▸ **Your objective**
The lines from the top of the records below through the one containing "The problem seems" are to be transcribed exactly, and nothing else is to be added.

▼

PR #2200, opened 2018-02-10
[unbreak nightlies] Run the full chmgen script to avoid regressions

wilzbach:
The nightlies are currently broken - see http://nightlies.dlang.org/dmd-master-2018-02-10/build.html

The problem seems to be that when we added the _NIGHTLY to the changelog navigation this broke the win32 chm navigation build, because of undefined macros in the pseudo-JSON.

The fix is trivial and I also think that it's a good idea to run the full CHMNavigation script on CircleCi to prevent any regressions.

CC @CyberShadow

@MartinNowak - any chance we can make the nightlies build failures more louder? Email? Simple simple `curl -X` to Slack?


wilzbach:
Quick ping on this. Anyone around for a quick merge? I think it would be great to get the nightlies working again ;-)

andralex:
Should we add an "URGENT" label?

PR #2201, opened 2018-02-10
Title font shrinks if too long

jercaianu:
Some modules from phobos, more precisely the allocators, had very long names.
All titles now have the separate class "d_title" and if the length exceeds a threshold, the font size shrinks.

### DIFF
--- a/css/html-skeleton.css
+++ b/css/html-skeleton.css
@@ -85,6 +85,16 @@ parameters will be rendered in this style everywhere.*/
 {
 }
 
+/* SPAN: D module title */
+.d_title
+{
+}
+
+/* SPAN: link to Phobos resource */
+.phobos_src
+{
+}
+
 /* DIV: Formats the "Date" section */
 .Date
 {
--- a/css/style.css
+++ b/css/style.css
@@ -1177,6 +1177,24 @@ td .d_code2, td .cppcode2, td .cppcode
     font-weight: bold;
 }
 
+.d_title
+{
+    font-weight: bold;
+    text-overflow: clip;
+    overflow: hidden;
+    display: block;
+    word-wrap: break-word;
+    font-family: Consolas, "Bitstream Vera Sans Mono", "Andale Mono", Monaco, "DejaVu Sans Mono", "Lucida Console", monospace;
+}
+
+.phobos_src
+{
+    text-overflow: clip;
+    overflow: hidden;
+    display: block;
+    word-wrap: break-word;
+}
+
 /* syntax highlighting
 
 d_* classes come from Ddoc.
--- a/html.ddoc
+++ b/html.ddoc
@@ -95,6 +95,7 @@ D_STRING  = $(SPANC d_string, $0)
 D_KEYWORD = $(SPANC d_keyword, $0)
 D_PSYMBOL = $(SPANC d_psymbol, $0)
 D_PARAM   = $(SPANC d_param, $0)
+D_TITLE   = $(SPANC d_title, $0)
 _=
 
 _=Main entry point
--- a/std.ddoc
+++ b/std.ddoc
@@ -8,7 +8,7 @@ LAYOUT_SUFFIX =
 $(SCRIPTLOAD ../js/listanchors.js)
 $(SCRIPTLOAD ../js/show_contributors.js)
 $(SCRIPT jQuery(document).ready(listanchors);)
-LAYOUT_TITLE=$(H1 $(D $(TITLE)))
+LAYOUT_TITLE=$(H1 $(D_TITLE $(TITLE)))
 _=
 
 LREF = <a href="#$1">$(D $1)</a>


wilzbach:
I think we also need to think about responsiveness into this:

image

How about simply cutting the module name for now?

```css
.d_title
{
...
    text-overflow: ellipsis;
    overflow: hidden;
    display: block;
}
```

jercaianu:
@wilzbach Thanks for taking a look!
Which browser did you use for the screenshot that you posted?

On shrinking, on safari for example it looks like this.
screen shot 2018-02-11 at 11 39 54 am

wilzbach:
Chrome

jercaianu:
@wilzbach 
Thanks, I tried on Chrome, but could not reproduce. The title does not go outside the window in my case, it just wraps around.
How did you perform the resizing?

wilzbach:
With the mobile device preview tool.

I just tested and it's the same for Chromium:

image

BTW what do you think of the CSS cropping I suggested? This would fix this issue ;-)

jercaianu:
@wilzbach 
I couldn't reproduce on my phone and machine with various browsers.
I changed the CSS as you suggested and it still works fine for me.

Since I can't reproduce the issue, can you please check again with my latest changes to see if it looks better?
Thanks!

wilzbach:
> Since I can't reproduce the issue, can you please check again with my latest changes to see if it looks better?

Well, I did test my proposed CSS changes for you (no worries), so it looks as expected:

image

BTW to reproduce what the behavior you want to have you can use `word-wrap: break-word;`

image

@CyberShadow @jercaianu (or others) what version do you like more? I am - by no means - a UX person.

CyberShadow:
Ideally the ellipsis would be on the left. Maybe something like this? http://jsfiddle.net/j08691/ZfbaD/2/

jercaianu:
@CyberShadow @wilzbach 
Thanks for the suggestion.
I tried the ellipsis on left, and it works well on Opera for example, but Safari does not support this feature. Also, I could not make right side ellipsis work with the <span> tag, only <p>, as in your example.

Personally, I think the wrap around is the best choice, because if we hide the title by means of ellipsis, it would be difficult for the user to see the full module path.

wilzbach:
Two unrelated comments

1) It looks like we need to do the same for the source link

image

2) It looks like we need to fix DDox too

https://dlang.org/library-prerelease/std/experimental/allocator/building_blocks/ascending_page_allocator.html

See e.g. https://github.com/dlang/dlang.org/blob/master/dpl-docs/views/layout.dt#L202

--------

> but Safari does not support this feature. 

Ugh, well we could also do something like this:

```css
_::-webkit-full-page-media, _:future, :root .safari_only {
 ... do safari hacks here...
}
```

jercaianu:
@wilzbach 
I added wrap around for both the title and phobos src link.
Does it look fine to you?
Thanks!

wilzbach:
Yes looks. Thanks a lot! Great work!

image

CyberShadow:
Why the switch from monospace to variable-width?

jercaianu:
@CyberShadow 
I added a new css class for the title which caused the title to change. Will fix

jercaianu:
@CyberShadow @wilzbach 
I readded the monospace font.
If the title is too long, I adjusted the font size to linearly decrease based on the length.

Can you please check if everything is alright?
Thanks

CyberShadow:
Allowing the line to break and fixing overlapping HTML DOM elements: :+1:

Using Javascript to change the font size depending on its length: not so sure. Some small issues:
- Using JavaScript means it's done after load, i.e. it causes a relayout. This is a little annoying (text moves around on the page after you started reading it) and a has a small negative performance impact.
- In extreme cases the font size is almost comically small - it's smaller than the body of the page.

There is definitely a lot we could improve here (i.e. avoid breaking in the middle of a package name either by adding word-wrap points or using a completely different way to present the hierarchy), depending on how much time we want to spend on this.

jercaianu:
@CyberShadow 
Another option would be to put the version-changer button below the title (for long titles) and let the title wrap around.

wilzbach:
> Using JavaScript means it's done after load, i.e. it causes a relayout. This is a little annoying (text moves around on the page after you started reading it) and a has a small negative performance impact.

The same could be said about the nice FontAwesome icons and we still use them.

Imho, this is a lot better than the current status quo and perfect shouldn't be the enemy of progress.
We can always redefine the approach if it really becomes a problem, but imho there are many other, more pressing issues to be dealt with.

> In extreme cases the font size is almost comically small - it's smaller than the body of the page.

The font-size is already clamped to a minimum of its current size:

```diff
+                if (fontSize < 0.5)
+                    fontSize = 0.5;
+                elem.css('font-size', fontSize + 'em');
```

CyberShadow:
> The same could be said about the nice FontAwesome icons and we still use them.

- They don't require JavaScript. There is a relayout when the font is loaded for the first time, but browsers cache it. That doesn't happen with JavaScript.
- The argument is fallacious. Just because X is bad but we already do X somewhere, doesn't make it OK to keep doing X everywhere.

CyberShadow:
I'd merge the CSS part. I think adding JavaScript needs a stronger justification.

wilzbach:
> They don't require JavaScript. There is a relayout when the font is loaded for the first time, but browsers cache it. That doesn't happen with JavaScript.

... but for example the version chooser is added via JavaScript too (and there are lots of other things we do with JS because Ddoc just doesn't cut it)

> I'd merge the CSS part. I think adding JavaScript needs a stronger justification.

Fair enough, but do you have a better suggestion?
FWIW there's a lot we could learn from Adam's dpldpocs:

http://dpldocs.info/experimental-docs/std.algorithm.searching.find.2.html

image

CyberShadow:
> Fair enough, but do you have a better suggestion?

Yes, see my post from 3 days ago.

I suggest to just let it wrap for now. Inconsistently changing presentation to fit arbitrary content-based metrics is a weird enough idea of its own.

wilzbach:
Okay I squash all commits into one and removed the JS function, s.t. we can move forward here.
For reference, the patch is:

```patch
diff --git a/js/dlang.js b/js/dlang.js
index 2ff4b721..320da614 100644
--- a/js/dlang.js
+++ b/js/dlang.js
@@ -74,5 +74,16 @@
                 elem.show();
             }
         });
+
+        $('.d_title').each(function() {
+            var elem = $(this);
+            var textLength = elem.html().length;
+            if (textLength > 30) {
+                var fontSize = -0.0135 * textLength + 1.375;
+                if (fontSize < 0.5)
+                    fontSize = 0.5;
+                elem.css('font-size', fontSize + 'em');
+            }
+        });
     });
 })(jQuery);
```

CyberShadow:
Thanks!

jercaianu:
@wilzbach 
Thanks!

▲

▸ **Reply to the exercise**
PR #2200, opened 2018-02-10
[unbreak nightlies] Run the full chmgen script to avoid regressions

wilzbach:
The nightlies are currently broken - see http://nightlies.dlang.org/dmd-master-2018-02-10/build.html

The problem seems to be that when we added the _NIGHTLY to the changelog navigation this broke the win32 chm navigation build, because of undefined macros in the pseudo-JSON.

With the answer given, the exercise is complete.